3.6.1. Conceptos de riesgo sistémico 
3.6.2. Aplicaciones de IA en la evaluación del riesgo sistémico 
3.6.3. Casos de estudio y ejemplos prácticos

3.7. Optimización de portafolios con consideraciones de riesgo

3.7.1. Técnicas de optimización de portafolio 
3.7.2. Incorporación de medidas de riesgo en la optimización 
3.7.3. Herramientas para la optimización de portafolios 

3.8. Simulación de riesgos financieros

3.8.1. Métodos de simulación para la gestión de riesgos 
3.8.2. Aplicación de simulaciones Monte Carlo en finanzas 
3.8.3. Implementación de simulaciones con Python 

3.9. Evaluación y monitoreo continuo del riesgo

3.9.1. Técnicas de evaluación continua del riesgo 
3.9.2. Herramientas para el monitoreo y reporte de riesgos 
3.9.3. Implementación de sistemas de monitoreo continuo 

3.10.    Proyectos y aplicaciones prácticas en gestión de riesgos 

3.10.1. Desarrollo de proyectos de gestión de riesgos financieros 
3.10.2. Implementación de soluciones de IA para la gestión de riesgos 
3.10.3. Evaluación y presentación de resultados de proyectos

##IMAGE##

Dispondrás de una biblioteca de recursos didácticos disponibles las 24 horas del día y con materiales didácticos que destacan por su excelsa calidad. ¿A qué esperas para inscribirte?”

Especialización en Automatización de Procesos Financieros y Gestión de Riesgos con Inteligencia Artificial

La automatización de procesos financieros y la gestión de riesgos son áreas clave en el mundo empresarial actual, donde la eficiencia y la precisión son fundamentales para el éxito. La implementación de inteligencia artificial en estas funciones no solo optimiza los procesos, sino que también proporciona herramientas para tomar decisiones informadas. El Especialización en Automatización de Procesos Financieros y Gestión de Riesgos con Inteligencia Artificial de TECH Universidad está diseñado para capacitar a los profesionales en estas competencias críticas. Este programa ofrece clases online que permiten a los participantes aprender desde cualquier lugar, adaptando el estudio a su propio ritmo. A lo largo del curso, te familiarizarás con las técnicas más avanzadas de automatización y las herramientas de inteligencia artificial que están revolucionando el sector financiero. Desde la optimización de procesos de auditoría hasta la identificación y gestión de riesgos, adquirirás conocimientos que te permitirán implementar soluciones efectivas en entornos empresariales dinámicos.
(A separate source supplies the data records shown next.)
PR #337, opened 2021-09-08
fix: better handle K8s client error while watching

sleshchenko:
### What does this PR do?
fix: better handle K8s client error while watching.
Screenshot_20210908_140645

N/A

### DIFF
--- a/packages/dashboard-backend/src/devworkspace-client/services/api/workspace-api.ts
+++ b/packages/dashboard-backend/src/devworkspace-client/services/api/workspace-api.ts
@@ -27,7 +27,6 @@ import {
 
 import { devfileToDevWorkspace } from '../converters';
 import { helpers } from '@eclipse-che/common';
-import { HttpError } from '@kubernetes/client-node';
 
 export class DevWorkspaceApi implements IDevWorkspaceApi {
   private readonly customObjectAPI: k8s.CustomObjectsApi;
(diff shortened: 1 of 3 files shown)


olexii4 (approved):
LGTM

packages/dashboard-backend/src/devworkspace-client/services/api/workspace-api.ts
```diff
@@ -188,10 +187,19 @@ export class DevWorkspaceApi implements IDevWorkspaceApi {
       } else {
         callbacks.onError(`Error: Unknown type '${type}'.`);
       }
-    }, error => {
-      console.error('Watch in namespace error:', error);
-      const message = typeof (error) === 'string' ? error : 'Unknown type error.'
-      callbacks.onError(message);
+    }, (error: any) => {
+      let message;
```
olexii4, line 191: Could we use our ```getMessage(error: unknown): string``` here?
https://github.com/eclipse-che/che-dashboard/blob/main-7.37/packages/common/src/helpers/errors.ts#L21

sleshchenko: good idea

sleshchenko: The only problem I noticied with it:
https://github.com/eclipse-che/che-dashboard/blob/main-7.37/packages/common/src/helpers/errors.ts#L62
```
 return 'Unexpected error. Check DevTools console and network tabs for more information.'
```
which is good error for frontend but not for backend, which is my case.

leaving as is and will think how we can handle it

PR #323, opened 2021-08-15
feat: Make che-dashboard installable to support ctrl-w etc

mtsmfm:
### What does this PR do?

This PR makes che-dashboard PWA and installable to support shortcuts which can't be overridden e.g. ctrl-w

### What issues does this PR fix or reference?

Related to https://github.com/eclipse/che/issues/17844

#### Docs PR

----

You can try this change with ghcr.io/mtsmfm/che-dashboard:pr-5

PR #355, opened 2021-09-21
Fix web worker bundle filename, prevent cache web workers

akurinnoy:
### What does this PR do?

https://github.com/eclipse-che/che-dashboard/pull/323

This PR fixes editor web worker filename caused by resolving a merge conflict in [this PR](https://github.com/eclipse-che/che-dashboard/pull/323). Additionally, it prevents browser to cache web workers. 

N/a

### Is it tested? How?

Examine the Network tab of Developer tools to see that two web workers are loaded and none of them is cached by the browser.

### DIFF
--- a/packages/dashboard-backend/src/static.ts
+++ b/packages/dashboard-backend/src/static.ts
@@ -34,7 +34,9 @@ export function registerStaticServer(publicFolder: string, server: FastifyInstan
   const doNotCache = [
     '/dashboard/',
     '/dashboard/index.html',
-    '/dashboard/client.bundle.js',
+    '/dashboard/client.js',
+    '/dashboard/service-worker.js',
+    '/dashboard/editor.worker.js',
     '/dashboard/assets/branding/product.json',
   ];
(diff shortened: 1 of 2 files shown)


olexii4 (approved):

packages/dashboard-backend/src/static.ts
```diff
@@ -34,7 +34,9 @@ export function registerStaticServer(publicFolder: string, server: FastifyInstan
   const doNotCache = [
     '/dashboard/',
     '/dashboard/index.html',
-    '/dashboard/client.bundle.js',
+    '/dashboard/client.js',
```
olexii4, line 37: We should remove  ```'/dashboard/client.js',```  here.

olexii4: and replace ```pathData.chunk.name === 'service-worker' || 'editor.worker'``` to ```pathData.chunk.name === 'service-worker' || pathData.chunk.name === 'editor.worker'```

https://github.com/eclipse-che/che-dashboard/blob/main/packages/dashboard-frontend/webpack.config.common.js#L29

akurinnoy: you're right, fixing it

sleshchenko (approved):

PR #360, opened 2021-09-23
Upgrade devfile/api and use consts from there

sleshchenko:
### What does this PR do?
Upgrade devfile/api and use consts from there

It's a piece for https://github.com/eclipse/che/issues/20422

### Is it tested? How?
Just test devworkspace flow


dmytro-ndp:
[dashboard-ci-test]

PR #370, opened 2021-09-29
Run linters as pull request check

akurinnoy:
### What does this PR do?

Runs linters as a step of build-and-test action.

Screenshot 2021-09-30 at 10 31 13


sleshchenko (approved):
Seems good to me

olexii4 (approved):

PR #373, opened 2021-10-05
feat: Allow to switch editor on factory link URL

benoitf:
### What does this PR do?
Allow to select the editor when providing the factory URL

We can add ?`che-editor=<editor-entry-in-plugin-registry>`

https://github.com/eclipse/che/issues/20508

### Is it tested? How?
Tested by trying to select other editor from the plug-in registry
It adds `editors` entries in the dwPlugins state. Default-editor is still loaded when booting the application and we lazy load the custom editor in case it's not the same than the default one.


benoitf:
closing as it's in my fork and then tests are not launched

PR #375, opened 2021-10-05
feat: use newer theia lib

benoitf:
### What does this PR do?
Update che-theia library using devfile API
only a dependency has been updated, no code change in che-theia library logic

Domina la IA para optimizar finanzas y riesgos

TECH Universidad se distingue por su enfoque en la práctica, asegurando que los participantes no solo comprendan la teoría detrás de la automatización y la gestión de riesgos, sino que también sean capaces de aplicar estos conceptos en situaciones reales. El programa incluye casos de estudio y proyectos que simulan escenarios del mundo real, lo que facilitará tu transición al entorno laboral. Al finalizar el programa, estarás preparado para enfrentar los desafíos de la automatización en finanzas, así como para desarrollar estrategias de gestión de riesgos basadas en inteligencia artificial. La capacitación que recibirás te permitirá añadir valor a tu organización, mejorando la eficiencia operativa y minimizando riesgos potenciales. Con el respaldo de TECH Universidad, una institución reconocida por su excelencia educativa, tendrás la confianza necesaria para avanzar en tu carrera y destacar en un campo tan competitivo como el de los negocios. Aprovecha y matricúlate hoy mismo.